Saved data entries:

PR #43801, opened 2022-08-21
[9.x] Restores original table name guessing for Morph Pivot model

### LINKED ISSUE #43800: Morph pivot table name conventions wrong when using MorphPivot model
- Laravel Version: 9.25.1
- PHP Version: 8.1.9

### Description:

You can tell a `morphToMany` or `morphedByMany` relations to use a Morph Pivot model by using a third parameter as the Model class name. This will also set the pivot table from it.

```php
return $this->morphToMany(Tag::class, 'taggable', Taggable::class).
```

The problem is that Eloquent tries to find the `subscription` table, where as it should be `subscriptions`. This is becase [`getTable()` in a `Pivot|MorphPivot`](https://github.com/laravel/framework/blob/b8db0d27f7dbefa0f066a7ca6472ea85e8fe2acc/src/Illuminate/Database/Eloquent/Relations/Concerns/AsPivot.php#L155-L169) model doesn't returns the model plural, but rather the snake-singular.

```php
class Post extends \Illuminate\Database\Eloquent\Model {
    public function tags()
    {
        return $this->morphToMany(Tag::class, 'taggable', Taggable::class);
    }
}

Post::find(1)->tags()->dd();

// "select * from "tags" 
//    inner join "taggable" on "tags"."id" = "taggable"."tag_id" 
//    where 
//        "taggable"."taggable_id" = ? 
//    and 
//        "taggable"."taggable_type" = ?"
```

Here, the table should be `taggables` instead of `taggable`. This would force the developer to, unexplainably, set the table name property in the pivot model.

### What it should happen?

If the developer is setting the morph pivot model, it should always use the plural instead of a two-model-junction to guess the table. This shouldn't affect the normal pivot model (for belongs to many).

DarkGhostHunter:
## What?

When calling a many-to-many relations using morph pivot model, the table that Laravel guesses is snake singular from the pivot model name. For example, "Taggable" will point to `taggable` instead of `taggables`.

```php
use Illuminate\Database\Eloquent\Relations\MorphPivot;

class Post extends Model
{
    public function tags()
    {
        return $this->morphToMany(Tag::class, 'taggable', Taggable::class);
    }
}

class Tag extends Model
{
    // ...
}

class Taggable extends MorphPivot
{
    // ...
}

Post::find(1)->tags()->dd();

// "select * from "tags" 
//    inner join "taggable" on "tags"."id" = "taggable"."tag_id" 
//    where 
//        "taggable"."taggable_id" = ? 
//    and 
//        "taggable"."taggable_type" = ?
```

This patch adds back the plural table name guesser to `MorphPivot`, which will point to the plural name of the model rather than a the singular snake (which doesn't make sense). It will also avoid the developer to set the table manually when is the plural of the model name.

> **Note** I decided against removing the method from the `AsPivot` trait because it would break something, but it could be done for 10.x I supposse.

This doesn't affect monomorphic Pivot, as is inferred the developer is using the convention `{Bar}_{Foo}`, which if not it should point the table name manually.

### DIFF
--- a/src/Illuminate/Database/Eloquent/Relations/MorphPivot.php
+++ b/src/Illuminate/Database/Eloquent/Relations/MorphPivot.php
@@ -2,7 +2,6 @@
 
 namespace Illuminate\Database\Eloquent\Relations;
 
-use function class_basename;
 use Illuminate\Support\Str;
 
 class MorphPivot extends Pivot
--- a/src/Illuminate/Database/Eloquent/Relations/MorphPivot.php
+++ b/src/Illuminate/Database/Eloquent/Relations/MorphPivot.php
@@ -2,9 +2,8 @@
 
 namespace Illuminate\Database\Eloquent\Relations;
 
-use Illuminate\Support\Str;
 use function class_basename;
-use function str_replace;
+use Illuminate\Support\Str;
 
 class MorphPivot extends Pivot
 {
--- a/src/Illuminate/Database/Eloquent/Relations/MorphPivot.php
+++ b/src/Illuminate/Database/Eloquent/Relations/MorphPivot.php
@@ -2,6 +2,10 @@
 
 namespace Illuminate\Database\Eloquent\Relations;
 
+use Illuminate\Support\Str;
+use function class_basename;
+use function str_replace;
+
 class MorphPivot extends Pivot
 {
     /**
@@ -106,6 +110,16 @@ class MorphPivot extends Pivot
         $this->morphClass = $morphClass;
 
         return $this;
+    }
+
+    /**
+     * Get the table associated with the model.
+     *
+     * @return string
+     */
+    public function getTable()
+    {
+        return $this->table ?? Str::snake(Str::pluralStudly(class_basename($this)));
     }
 
     /**
--- a/tests/Database/DatabaseEloquentPivotTestModelPluralDummies.php
+++ b/tests/Database/DatabaseEloquentPivotTestModelPluralDummies.php
@@ -6,6 +6,7 @@ use Illuminate\Database\Connection;
 use Illuminate\Database\ConnectionResolverInterface;
 use Illuminate\Database\Eloquent\Model;
 use Illuminate\Database\Eloquent\Relations\Pivot;
+use Illuminate\Database\Eloquent\Relations\MorphPivot;
 use Illuminate\Database\Query\Grammars\Grammar;
 use Illuminate\Database\Query\Processors\Processor;
 use Mockery as m;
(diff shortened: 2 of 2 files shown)


driesvints:
@DarkGhostHunter please do not link to a issue and provide a thorough explanation in your PR description (see the PR template).

DarkGhostHunter:
> More info? When was this bug introduced? Tests?

Added info. Dunno when was introduced, I just picked it up yesterday when I saw failing queries on staging. Added Tests.

> @DarkGhostHunter please do not link to a issue and provide a thorough explanation in your PR description (see the PR template).

// @see above

taylorotwell:
I don't think I want to change this now since it could break applications.

rodrigopedra:
One workaround for now, is to call `BelongsToMany@using` on the relation definition, and don't pass the `$table` name argument as a FQCN:

~~~php
class Post extends Model
{
    public function tags()
    {
        return $this->morphToMany(Tag::class, 'taggable')->using(Taggable::class);
    }
}
~~~

The relation above will generate a SQL query using the `taggables` table name for the pivot table, and the results will be hydrated into a `Taggable` class instance.

Also the behavior of allowing a FQCN into the `$tableName` parameter to automatically guess the pivot table name and set the pivot model is not documented (I learned it from this PR)

https://laravel.com/docs/9.x/eloquent-relationships#defining-custom-intermediate-table-models

One last thing you can try, is to explicitly set the `Taggable` class' `$table` property

rodrigopedra:
> When was this bug introduced? Tests?

It seems this bug is present since the beginning. 

From looking into git blames on `BelongsTo Many` class and `AsPivot` trait, it seems passing a `MorphPivot` instead of a `Pivot` as the `$tableName` parameter was overseen.

I couldn't find no tests related on using a `MorphPivot` FQCN as the third parameter to define a relation, nor a test generating a SQL directly from a `MorphPivot` instance.

As this is not documented behavior, I would send it to master and add a note on the upgrade guide. I agree changing a behavior that was always present on a patch release seems not to be a good idea.

DarkGhostHunter:
> > When was this bug introduced? Tests?
> 
> It seems this bug is present since the beginning.
> 
> From looking into git blames on `BelongsTo Many` class and `AsPivot` trait, it seems passing a `MorphPivot` instead of a `Pivot` as the `$tableName` parameter was overseen.
> 
> I couldn't find no tests related on using a `MorphPivot` FQCN as the third parameter to define a relation, nor a test generating a SQL directly from a `MorphPivot` instance.
> 
> As this is not documented behavior, I would send it to master and add a note on the upgrade guide. I agree changing a behavior that was always present on a patch release seems not to be a good idea.

I agree. This should be documented for the next version because it was never clear.

PR #43803, opened 2022-08-22
Bug fix Paginator hasMorePages()

s-damian:
Bug fix for **hasMorePages()** of Paginator for simplePaginate() if items are not a Collection.

**Bug fix:**
(This bug exists when items are not a Collection)
There was a bug in **testSimplePaginatorReturnsRelevantContextInformation()** of **PaginatorTest**.
Because in this test we simulate: there are 3 items, 2 items per page = there are 2 pages. And we are on page 2 = we are on the last page.
I fixed this bug. And I added the test "testPaginatorisOnFirstAndLastPage()" in order to better perpetuate it.

### DIFF
--- a/src/Illuminate/Pagination/Paginator.php
+++ b/src/Illuminate/Pagination/Paginator.php
@@ -65,9 +65,17 @@ class Paginator extends AbstractPaginator implements Arrayable, ArrayAccess, Cou
      */
     protected function setItems($items)
     {
-        $this->items = $items instanceof Collection ? $items : Collection::make($items);
+        if ($items instanceof Collection) {
+            $this->items = $items;
 
-        $this->hasMore = $this->items->count() > $this->perPage;
+            $this->hasMore = $this->items->count() > $this->perPage;
+        } else {
+            $this->items = Collection::make($items);
+
+            $lastPage = ceil($this->items->count() / $this->perPage);
+
+            $this->hasMore = $this->currentPage < $lastPage;
+        }
 
         $this->items = $this->items->slice(0, $this->perPage);
     }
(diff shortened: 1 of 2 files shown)


s-damian:
@taylorotwell 
Hello.
I just fixed you run bug.
Hope this helps you.
Thanks.

dennisprudlo:
Correct me if I am wrong but I think the Paginator class does what it is supposed to. The `$items` property seems to be the items visible **on that page**. So when passing `[ 'a', 'b', 'c' ]` – _doesn't matter whether it's an array or a collection_ – like this:

```php
new Paginator([ 'a', 'b', 'c' ], perPage: 2, currentPage: 2);
```

the Paginator slices the items so it's only a set of `perPage`-items and the rest is being discarded.
https://github.com/laravel/framework/blob/24e3442e7617a9d04f604c68e3e489754b8a2322/src/Illuminate/Pagination/Paginator.php#L80

So It's not like `a` and `b` are on page 1 and `c` is on page 2, but rather `a` and `b` are on page 2 and since there are more items in the `$items` property the paginator knows it `$hasMore` items 😉. This is what you see, when we dump that paginator:

```php
Illuminate\Pagination\Paginator {#2601
  #items: Illuminate\Support\Collection {#2600
    #items: array:2 [
      0 => "a"
      1 => "b"
    ]
    #escapeWhenCastingToString: false
  }
  #perPage: 2
  #currentPage: 2
  ...
  #hasMore: true
}
```

We are **on page 2** and the items on that page are `a` and `b`. But since the initial items array **had more items** the `$hasMore` value is `true`

Tofandel:
> visible on that page. ... Paginator slices the items so it's only a set of perPage-items and the rest is being discarded.

That is counterintuitive, but yes that slice doesn't lie, this is expected behavior

taylorotwell:

PR #43805, opened 2022-08-22
Make string padding UTF-8 safe (bugfix)

martenkoetsier:
# The issue

In the `Str::pad*` functions, the pad string could be truncated in the middle of a unicode code point. E.g. (in Tinker):
```
for ($i = 3; $i < 7; $i++) echo Str::padRight('abc', $i, '❤'), PHP_EOL;
```
results in:
```
abc
abc<E2>
abc<E2><9D>
abc❤
```
This PR aims to fix this for the `padRight`, `padLeft` and `padBoth` functions.

# Tests

As the unit test does not yet test for these cases (UTF-8 characters in the `$pad` string), this PR also adds assert tests for this.

# Notes

As [noted](https://www.php.net/manual/en/function.str-pad.php#116164) on the PHP documentation "User Contributed Notes":

> since the default pad_type is STR_PAD_RIGHT. using STR_PAD_BOTH were always favor in the right pad if the required number of padding characters can't be evenly divided.

This PR takes this behavior into account.

# Impact

This PR should not impact code using the `Str::pad*` functions with a single-byte-coded pad-string (or the default string).
Users who used a UTF-8 code point in the pad string, should have encountered an issue and either avoided it or repaired it themselves in their own project.

### DIFF
--- a/src/Illuminate/Support/Str.php
+++ b/src/Illuminate/Support/Str.php
@@ -608,7 +608,13 @@ class Str
      */
     public static function padBoth($value, $length, $pad = ' ')
     {
-        return str_pad($value, strlen($value) - mb_strlen($value) + $length, $pad, STR_PAD_BOTH);
+        $short = max(0, $length - mb_strlen($value));
+        $short_left = floor($short / 2);
+        $short_right = ceil($short / 2);
+        return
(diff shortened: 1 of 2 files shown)


taylorotwell:
Merged.

Issue #43804, opened 2022-08-22
cookie()->forever(...) create cookie at most for one year


Saeed-Pooyanfar:
- Laravel Version: 9.25.1
- PHP Version: 8.1.9
- Browser: Google chrome 104.0.5112.101 (Official Build) (64-bit)

### Current behavior:

cookie()->forever('MyCookie', 'Test', secure: true) will create `MyCookie` in browser at most for 1 year

### Expected behavior:

cookie()->forever('MyCookie', 'Test', secure: true) must create `MyCookie` in browser for 5 years:
[2628000 minutes => 5 years](https://github.com/laravel/framework/blob/9.x/src/Illuminate/Cookie/CookieJar.php#L88)

### Steps To Reproduce:

1- Create a resource controller
2- Assign `GET /test` route to show method
3- In show method:
```php
public function show()
{
    return response()->json(['test' => 'yes'])
        ->withCookie(cookie()->forever('MyCookie', 'Test', secure: true));
}
```
4- Open `/test` in google chrome
5- `MyCookie` with `Test` value will create in browser for only 1 year instead of 5 years

driesvints:
Seems like 400 days is the maximum amount of time so I guess Chrome limits this automatically: https://httpwg.org/http-extensions/draft-ietf-httpbis-rfc6265bis.html#section-4.1.2.1

driesvints:
Sent in a PR to update the comment. Thanks for making us aware.

PR #43806, opened 2022-08-22
[9.x] Adjust forever time for cookies

driesvints:
The maximum amount of days for an Expiration date of a cookie is apparently limited to 400 days.

See https://httpwg.org/http-extensions/draft-ietf-httpbis-rfc6265bis.html#section-4.1.2.1

Also https://github.com/laravel/framework/issues/43804


Tofandel:
Just changing a comment is not enough to change the value 😅 

`2628000` needs to be changed to `576000` (in forget as well I guess)

driesvints:
Done thanks. I left the `forgot` value for BC reasons if there are some browsers that still have set cookies with 5 years expiry.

_TASK_
Using the data above, count the lines that hold the string "characters". Report the number and nothing else.

_COMPLETED EXERCISE_
2